To translate the device into practice in the form of a commercial device, a small portable biosensing system will be built, which can be used to read the signal. The system will include the electrical circuits (e.g., impedance circuit to replace the impedance analyzer), the data analysis software, the hardware, pump, sample and waste holders, and professional-grade data display where the user can enter sample information using a local keypad or keyboard to achieve the full feature (e.g., integration of the biosensor system to smartphone), commercially viable prototype.

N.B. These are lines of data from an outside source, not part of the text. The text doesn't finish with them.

PR #1628, opened 2026-01-06
feat: mobile always show user menu items

escapedcat:
During Kongress I was constantly confused why I had to open "two" menus on mobile to find the "My shifts" link.
A dropdown in a dropdown? Why?

Trying to fix this with this PR. 

You can argue "why only the users menu". This was the most painful for me. Maybe language should be expanded too? I don't have an opinion on that.

Happy to adjust this.

### Before

image

Then click...

image

### After

image

### DIFF
--- a/resources/views/layouts/parts/navbar.twig
+++ b/resources/views/layouts/parts/navbar.twig
@@ -112,7 +112,7 @@
                     {{ menuUserHints() }}
 
                     {% include "layouts/parts/language_dropdown.twig" %}
-                    <li class="nav-item dropdown">
+                    <li class="nav-item dropdown dropdown-user-menu">
                         <a class="nav-link dropdown-toggle" href="#" role="button" data-bs-toggle="dropdown" aria-expanded="false">
                             {{ m.angel() }} {{ user.displayName }}
                         </a>
--- a/resources/assets/themes/base.scss
+++ b/resources/assets/themes/base.scss
@@ -222,6 +222,21 @@ table.table-sticky-header thead {
   }
 }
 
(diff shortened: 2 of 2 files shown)


resources/views/layouts/parts/navbar.twig
```diff
@@ -112,7 +112,7 @@
                     {{ menuUserHints() }}
 
                     {% include "layouts/parts/language_dropdown.twig" %}
-                    <li class="nav-item dropdown">
+                    <li class="nav-item dropdown dropdown--user-menu">
```
MyIgel: Technically the class does not need the doubled `--` here, everything else looks & works as expected.

(& will be merged after the 39C3 release)

escapedcat: True, it's somewhat [BEM](https://getbem.com/) influenced. Happy to adjust to whatever you prefer.

MyIgel: then i would prefer only one `-` & bem is relatively useless as the rest is mostly bootstrap (not that i would mind) :D

escapedcat: done

MyIgel:
Looks great, now i just have to find out if the ai :hankey: added more stuff than is needed or not and it can be merged :shrug: 

PS: Please dont use it, it takes > 1000% more review capacity to review ai-slopped-parrot- :hankey:...

MyIgel:
Thats the sub-set which is actually needed (as in: the same thats changed when actually expanding the menu) without the added random halluzinated "floof")

PR #1633, opened 2026-01-11
Update PHPUnit to v12

### LINKED ISSUE #1632: Update PHPUnit to v12
This project is currently using PHPUnit v9. Between version 9 and the current version 12, there have been several removals and deprecations that need to be addressed.

This update is a prerequisite to adopting Pest and then expanding into end-to-end testing.

  ## Goals

  The goal of this issue is to complete the PHPUnit v12 migration by ensuring:

  - All tests continue to pass
  - Test coverage remains similar
  - All deprecations / warnings / notices are resolved
  - Migrate phpunit.xml
  - Switch from phpunit annotations to attributes

Enterprize1:
Closes #1632 

These changes were produced by updating PHPUnit, running [Rector](https://github.com/rectorphp/rector-phpunit) and then fixing the remaining problems.

The main deprecations / removals are:

- Abstract classes that provide methods for other tests are not allowed to end in `Test` anymore, as PHPUnit assumes that these are tests themselves otherwise
- The `[Covers*]` attributes replace the `@covers` annotation (and must be defined on the class instead of an individual method)
- Same for other annotations, all can be expressed as attributes now (i.e. `Group`, `TestDox`)
- PHPUnit now wants test writers to differentiate between mocks and stubs. It warns if one creates a mock but then does not create any expectations on the created object. This does not work well with the current structure, where some mocks are created in superclasses and used only in some tests, so the `#[AllowMockObjectsWithoutExpectations]` escape hatch is used liberally in this PR.
-  The method `withConsecutive` was removed in PHPUnit 10: https://tomasvotruba.com/blog/how-to-upgrade-deprecated-phpunit-with-consecutive
- Any `DataProvider` now needs to be static
- The return type of `createMock`, `createStub`, etc. is now correct and does not require a `@var`-annotation anymore.


MyIgel:
Hi @Enterprize1,
thx for this MR! At the moment it hast some merge conflicts & we added newer tests that must be migrated first ;)
As i don't see any commands to migrate them by myself: Is there some time you know you could update the changes (so that we don't change too much in the engelsystem during that period)?

Enterprize1:
@MyIgel I just rebased to get to the current state. Another rebase should be quick if we find a good time for the update

MyIgel:
I rebased it again, updated some broken coverage annotations and implemented missing test cases -> imho it should be ready for merge now :D

PR #1635, opened 2026-01-13
fix: simplify navbar fix for wide content

### LINKED ISSUE #1620: bug: mobile navbar-toggle hidden (pushed off screen) on wide content

teal-bauer:
## Summary
- Replaces body/content overflow approach with direct navbar constraint
- Previous fix (#1624) caused dropdown clipping and unwanted scroll from Bootstrap row negative margins
- New approach: constrain navbar to viewport width directly

## Changes
```scss
.navbar.fixed-top {
  max-width: 100vw;
  overflow-x: clip;
}
```

This is much simpler and doesn't affect other elements like dropdowns.

## Testing
Tested on mobile viewport: shift calendar scrolls horizontally while navbar stays fixed at viewport width. Verified dropdowns (e.g., user selector on angeltype page) are not clipped. Desktop behavior unchanged.

Fixes #1620

### DIFF
--- a/resources/assets/themes/base.scss
+++ b/resources/assets/themes/base.scss
@@ -65,13 +65,12 @@ $navbar-height: 3.125rem;
 
 body {
   padding-top: 70px;
-  // Prevent horizontal scroll at body level so fixed navbar stays in place
-  overflow-x: clip;
 }
 
-#content {
-  // Allow wide content (e.g., shift calendar) to scroll horizontally within the content area
-  overflow-x: auto;
+// Keep navbar fixed at viewport width even when content is wider
+.navbar.fixed-top {
+  max-width: 100vw;
+  overflow-x: clip;
 }
 
 .footer a {


MyIgel:
When reproducing the issue in #1620 (opening the user page) on a small screen the buttons force the whole page to be wider and the menu scrolls out of view which is also not that optimal imho?

teal-bauer:
Hmm, it worked fine on the (wide) shifts page and it seems to work on the user page too, unless you mean a different route?

My shifts, menu open:
image

My shifts, menu closed:
image

Content scrolls, nav stays fixed:
image

Where do you see the bug still?

MyIgel:
Screenshot_20260116_230621

I just meant that it would be nice if the menu could stay in place instead of scrolling out but thats then probably for another iteration?

teal-bauer:
Hmm but it doesn't do that on my dev instance - see screenshot? Your screen doesn't have the 5px "margin" visible so it doesn't look like you are running the right CSS?

MyIgel:
I'm running commit 263ba4b which is the one from this MR so its the one that would be merged.

Is your user in some shifts / has some worklogs so that the table below is wider?

MyIgel:
Other pages with the problem are Arrive angels, Shifts overview etc.

At least on Firefox / Linux (Arch)

xuwhite:
This works in Safari but seems to be broken in Firefox and Chrome.

Firefox 
Screenshot 2026-01-29 at 18 55 51

Safari
Screenshot 2026-01-29 at 18 56 00

Chrome
Screenshot 2026-01-29 at 18 59 04

teal-bauer:
I hope I'll find time to look into it on the weekend, idk what's happening as I tested with Firefox and Chrome, I must've mixed up commits or stashed the wrong thing at some point...

teal-bauer:
This is Firefox on macOS: 

Users page
https://github.com/user-attachments/assets/85a5b4c6-7ad4-4776-b904-f0ec1deec16e

Shifts page with lots of content:
https://github.com/user-attachments/assets/3ef509df-4f54-4719-af0b-3f8fb2b76225

Same thing on Chrome on macOS and Firefox on Windows.
Do you have any ideas what could be different between the setups?

teal-bauer:
@xuwhite It looks like your might be setting the viewport different from the scaling or something? I have never seen anything like that happen. Does it happen when you use the "mobile view" t hing on the dev tools, or just resize your actual window smaller?

xuwhite:
> @xuwhite It looks like your might be setting the viewport different from the scaling or something? I have never seen anything like that happen. Does it happen when you use the "mobile view" t hing on the dev tools, or just resize your actual window smaller?

I used the "mobile view" thing on the dev tools in both firefox and chrome.

xuwhite:
Actually I tested it with my mobile devices (iPad and iPhone) on both firefox and chrome and it worked like it is supposed to. Maybe those dev tools are broken. @MyIgel could you please test it on Android?

MyIgel:
Screenshot_20260207-165443
Chrome / Android and also Firefox have the same problem "in real hardware" on my phone

MyIgel:
Anyhow; i'll merge it now to at least be able to release the 30C3 version

MyIgel:
The overflow also breaks safaris rendering due to a bug which cuts menu dropdown items :upside_down_face:, reverted in #1669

The biosensor chip is disposable, i.e., one-time use, and can be easily placed and removed from the biosensing system. The user can easily place and remove the biosensor chip into the biosensing system/instrument, load the sample and push the bottom to enable the system to diagnose and indicate the status of the sample, i.e., positive or negative. The disposable device is expected to be manufactured with an approximate cost range from $2.22 to $5.11 depending on the manufacturing volume. More information is provided on this near the end of the discussion.
Conclusion
MEMS biosensors were developed based on fluidic microchannels and impedance measurements for the rapid detection of pathologic prion protein. Tissues used for the development were lymph node samples from free-ranging deer that had been previously tested using standard laboratory techniques and positive antigen samples from the existing test kit environment. A combination of focusing electrode pairs and trapping electrode pairs was used to maximize the capture of prions to increase sensitivity. One set of IDE arrays was used for the detection of prions, and another set of IDE arrays was used as a control. The biosensor was applied to detect an engineered prion antigen and known positive clinical samples (RLN) at various dilutions and known negative RLN samples from 100 Hz to 10 MHz. To evaluate the specificity and selectivity of the biosensor, nonprion antigens (BTV and EHDV) were tested against anti-prion mAb, and anti-BCV antibody was tested against the prion antigen. Known negative RLN samples and no antigen controls were also included. In addition, the proteinase K-digested RLN samples were tested to confirm the detection of pathogenic prions. The device detected the engineered prion antigen at a dilution of 1:24, while ELISA was able to detect the same antigen at a dilution of 1:8. The biosensor demonstrated a relative limit of detection (rLOD) of 1:1000 dilution of a strong positive RLN sample, while the ELISA rLOD was 1:100. The biosensor also showed high specificity and selectivity as well as the ability to detect pathogenic prions in the RLN samples.
Acknowledgements
This project was funded by the Missouri Department of Conservation. We acknowledge Dr. Sherri Russell for her technical assistance in this project.
Conflict of interest
The authors declare no competing interests.